CSUTCB
- Founded: 1979
- Headquarters: La Paz, Bolivia
- Location: Bolivia;
- Affiliations: COB

= Unified Trade Union Confederation of Peasant Workers of Bolivia =

Bolivian trade union

The Unified Trade Union Confederation of Peasant Workers of Bolivia (Confederación Sindical Única de Trabajadores Campesinos de Bolivia; CSUTCB) is the largest peasant union confederation in Bolivia.

The CSUTCB was formed in 1979 in opposition to government-sponsored peasant unions, and immediately replaced the National Confederation of Peasant Workers of Bolivia. Under the leadership of the Túpac Katari Revolutionary Movement, the CSUTCB became an independent organization. The CSUTCB became involved in the Bolivian Workers' Center labor federation and (because of the decline of the miners' federation) became a leading force in the COB. Through the CSUTCB's pressure, the COB moved beyond a purely class-based focus to address indigenous demands, as well.

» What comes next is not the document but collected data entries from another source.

PR #4607, opened 2017-07-17
Reduce duplication in CmdRun

fgaz:
followup of #4586

Previously, the extraction of the target from the targetStrings was done
twice: inside the function passed to 'runProjectPreBuildPhase' and right
after it.

Now 'runProjectPreBuildPhase' is able to return information from that
function, and the duplication was removed, along with some assumptions
about the number of targets.

---

This is one of the possible approaches, the other being adding a field in ProjectBuildContext.
The only way to avoid a Maybe or a sum type in said field, is parameterizing it.

```haskell
data ProjectBuildContext arbitraryData = ProjectBuildContext{
  ...
  someFieldName :: arbitraryData
}
```
Which has the advantage of not having to modify all the Cmd*.hs files and passing `()`s everywhere, but after some thinking I like the first solution the best.

### DIFF
--- a/cabal-install/Distribution/Client/ProjectOrchestration.hs
+++ b/cabal-install/Distribution/Client/ProjectOrchestration.hs
@@ -226,8 +226,13 @@ data ProjectBuildContext = ProjectBuildContext {
 runProjectPreBuildPhase
     :: Verbosity
     -> ProjectBaseContext
-    -> (ElaboratedInstallPlan -> IO ElaboratedInstallPlan)
-    -> IO ProjectBuildContext
+    -- ^ A function that selects a subset of the plan and returns it,
+    -- It can also return some arbitrary data, which can be useful in case
+    -- the caller needs it.
+    -> (ElaboratedInstallPlan -> IO (ElaboratedInstallPlan, a))
+    -- ^ The build context, along with the data which was returned by
+    -- the the argument function.
+    -> IO (ProjectBuildContext, a)
 runProjectPreBuildPhase
     verbosity
     ProjectBaseContext {
@@ -253,7 +258,7 @@ runProjectPreBuildPhase
     -- Now given the specific targets the user has asked for, decide
     -- which bits of the plan we will want to execute.
     --
-    elaboratedPlan' <- selectPlanSubset elaboratedPlan
+    (elaboratedPlan', a) <- selectPlanSubset elaboratedPlan
 
     -- Check which packages need rebuilding.
     -- This also gives us more accurate reasons for the --dry-run output.
@@ -267,12 +272,12 @@ runProjectPreBuildPhase
                              pkgsBuildStatus elaboratedPlan'
     debugNoWrap verbosity (InstallPlan.showInstallPlan elaboratedPlan'')
 
-    return ProjectBuildContext {
+    return (ProjectBuildContext {
       elaboratedPlanOriginal = elaboratedPlan,
       elaboratedPlanToExecute = elaboratedPlan'',
       elaboratedShared,
       pkgsBuildStatus
-    }
+    }, a)
 
 
 -- | Build phase: now do it.
--- a/cabal-install/Distribution/Client/ProjectOrchestration.hs
+++ b/cabal-install/Distribution/Client/ProjectOrchestration.hs
@@ -217,7 +217,11 @@ data ProjectBuildContext = ProjectBuildContext {
 
       -- | The result of the dry-run phase. This tells us about each member of
       -- the 'elaboratedPlanToExecute'.
-      pkgsBuildStatus        :: BuildStatusMap
+      pkgsBuildStatus        :: BuildStatusMap,
+
+      -- | The targets selected by @selectPlanSubset@. This is useful eg. in
+      -- CmdRun, where we need a valid target to execute.
+      targetsMap             :: TargetsMap
     }
 
 
@@ -226,13 +230,8 @@ data ProjectBuildContext = ProjectBuildContext {
 runProjectPreBuildPhase
     :: Verbosity
     -> ProjectBaseContext
-    -- ^ A function that selects a subset of the plan and returns it,
-    -- It can also return some arbitrary data, which can be useful in case
-    -- the caller needs it.
-    -> (ElaboratedInstallPlan -> IO (ElaboratedInstallPlan, a))
-    -- ^ The build context, along with the data which was returned by
-    -- the the argument function.
-    -> IO (ProjectBuildContext, a)
+    -> (ElaboratedInstallPlan -> IO (ElaboratedInstallPlan, TargetsMap))
+    -> IO ProjectBuildContext
 runProjectPreBuildPhase
     verbosity
     ProjectBaseContext {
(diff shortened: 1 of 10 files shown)


cabal-install/Distribution/Client/ProjectOrchestration.hs
```diff
@@ -223,8 +223,13 @@ data ProjectBuildContext = ProjectBuildContext {
 runProjectPreBuildPhase
     :: Verbosity
     -> ProjectBaseContext
-    -> (ElaboratedInstallPlan -> IO ElaboratedInstallPlan)
-    -> IO ProjectBuildContext
+    -- ^ A function that selects a subset of the plan and returns it,
+    -- It can also return some arbitrary data, which can be useful in case
+    -- the caller needs it.
+    -> (ElaboratedInstallPlan -> IO (ElaboratedInstallPlan, a))
```
23Skidoo: Why do you need polymorphism here if you're only ever using this value in monomorphic context -- it's either ignored (`()`) or `(UnitId, ComponentId)`? IMO it makes more sense to stick a `(UnitId, ComponentId)` member into the `ProjectBuildStatus` record.

dmwit: I don't have a strong preference on "return directly" vs. "stuff it in the `ProjectBuildStatus`, but for polymorphic vs. monomorphic, the polymorphic version is nice for forward-compatibility, e.g. if future consumers want some other information out of the pre-build phase target selection process.

If we stick with "return directly", perhaps there should be, like, a `runProjectPreBuildPhase_ f = fst <$> runProjectPreBuildPhase (\x -> (f x, ())` or something like that which has the old type. Then existing uses would be a bit less noisy.

fgaz: Well, if I add another field it has to be `Maybe (UnitId, ComponentId)` or equivalent, because that record is used in other commands too. But then I'd have to unwrap that `Maybe` and rely on the assumption that I set it to  `Just` in preBuild.

fgaz: Oh, right, a wrapper.
Then the only question is whether to add the _ to the wrapper or the wrapped. In `base` it's the wrapper I think

23Skidoo: I'm wary of over-abstracting the code prematurely for the sake of future consumers that may never materialise. If they do, refactoring is easy in Haskell. Existing type is nice because there's only one place you need to look at to see the data that's produced in the pre-build step.

> But then I'd have to unwrap that `Maybe` and rely on the assumption that I set it to  `Just` in preBuild.

That's okay IMO, just make it a fatal error if you get `Nothing`.

fgaz: Note that in that case we still have to modify all call sites to return `Nothing`. 
```haskell
... -> (ElaboratedInstallPlan -> IO (ElaboratedInstallPlan, Maybe (UnitId, ComponentId))) -> BuildCtx
```
Or use a wrapper. In the case of a monomorphic field, a *run-specific* wrapper, which I don't really like.

---

> there's only one place you need to look at to see the data that's produced in the pre-build step.

You mean the return type? I think I can agree with that, I'll add a field.

---

I'd like to see the opinion of others too on this (the polymorphism). Github suggests @dcoutts and @hvr. Even just a +1 here or there.

23Skidoo: > Note that in that case we still have to modify all call sites to return `Nothing`.

Hmm, I wonder if we should stick the whole `TargetMap` inside `ProjectBuildContext`. That would be potentially more useful to non-`new-run` clients (e.g. `new-bench`/`new-test`, where I think we want the ability to run several benchmarks/tests at once), and we could set it to something meaningful other than `Nothing` in those cases.

We'd need to do the check that there's only a single target twice in `new-run` code, though (makes sense to add a helper for this).

> You mean the return type? 

Yep, the definition of `ProjectBuildContext`.

23Skidoo: BTW, it probably makes sense to you to tackle `new-bench` and `new-test` after this.

fgaz: Isn't `new-test` already done, according to that issue (also, it works for me)?

Or we have to redo it, since the current one relies on the "old" Setup, as most of the new-commands do (I think. They seem to do so.)?

`new-ench` builds but does not run the benchmark, same as run before my pr.

23Skidoo: Sorry, you're right, `new-test` is implemented using the setup wrapper because it needs to run hooks. `new-bench` can have custom hooks attached too and should also work this way.

`new-test` seems to be confused by non-trivial project structure, though, so it still makes sense to look at it:

```
~/code/haskell/cabal[master]$ cabal new-test cabal-install:unit-tests               
cabal: Cannot run the test suite 'unit-tests' because it is marked as
'buildable: False' within the 'cabal-install.cabal' file (at least for the
current configuration). If you believe it should be buildable then check the
.cabal file to see if the buildable property is conditional on flags.
Alternatively you may simply have to edit the .cabal file to declare it as
buildable and fix any resulting build problems.

~/code/haskell/cabal[master]$ cabal new-test cabal-install:unit-tests --enable-tests
cabal: Cannot run the test suite 'unit-tests' because it is marked as
'buildable: False' within the 'cabal-install.cabal' file (at least for the
current configuration). If you believe it should be buildable then check the
.cabal file to see if the buildable property is conditional on flags.
Alternatively you may simply have to edit the .cabal file to declare it as
buildable and fix any resulting build problems.

~/code/haskell/cabal[master]$ cabal new-configure --enable-tests   
'cabal.project.local' file already exists. Now overwriting it.
Assertion failed
  assert, called at ./Distribution/Client/ProjectPlanning.hs:280:5 in main:Distribution.Client.ProjectPlanning
```

23Skidoo: Anyhow, I still think that sticking `TargetMap` into `ProjectBuildContext` makes sense.

fgaz: Hmm, so I'll fall back to the one-element assumption, but at least there isn't much duplication now.

I still think the polymorphic solution is cleaner-ish, but I'll proceed with your solution if the others don't chime in in a couple of days

ezyang:
Hey @fgaz, do you need me to look at this commit? It looks like a bunch of people commented already and I don't want to pile on. Let me know.

fgaz:
@ezyang
Just wanted a third opinion on polymorphism (see above), since @dmwit and @23Skidoo have opposite ones and I don't trust myself enough to make the final decision.

(P.S.: I replied by email some hours ago but my comment didn't show up here. Just a heads up in case this happens to any of you)

ezyang:
Let me preface this by saying, it doesn't matter, ship something and be willing to refactor it later if it needs to be done differently.

That being said, let me be philosophical for a moment. The crux of the problem is that the logical interpretation of `runProjectPreBuildPhase` returning a `ProjectBuildContext` (which represents the "result" of pre-build") is in conflict with the fact that, from an implementation perspective, the easiest place to say what targets are selected are during the pruning process.

I think the approach which is most faithful to the original intent of the code is to refine `(ElaboratedInstallPlan -> IO ElaboratedInstallPlan)` to not ONLY return the pruned `ElaboratedInstallPlan`, but also a description of how it was pruned, which, *incidentally*, is going to contain the target information you are interested in here.

23Skidoo:
Needs to be rebased.

fgaz:
I'm going to merge once it's green

23Skidoo:
@fgaz Thanks! Very nice to be able to use `new-run` at last.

During the 1990s the CSUTCB moved beyond its support base of Aymara-speaking indigenous people, bringing Guaraní- and Quechua-speaking indigenous into its ranks. The CSUTCB played a significant role in the series of demonstrations that brought down President Carlos Mesa in 2005. The CSUTCB has supported nationalisation of Bolivia's natural gas reserves and opposed water privatization. The CSUTCB was a founding member of the Pact of Unity supporting the Evo Morales government.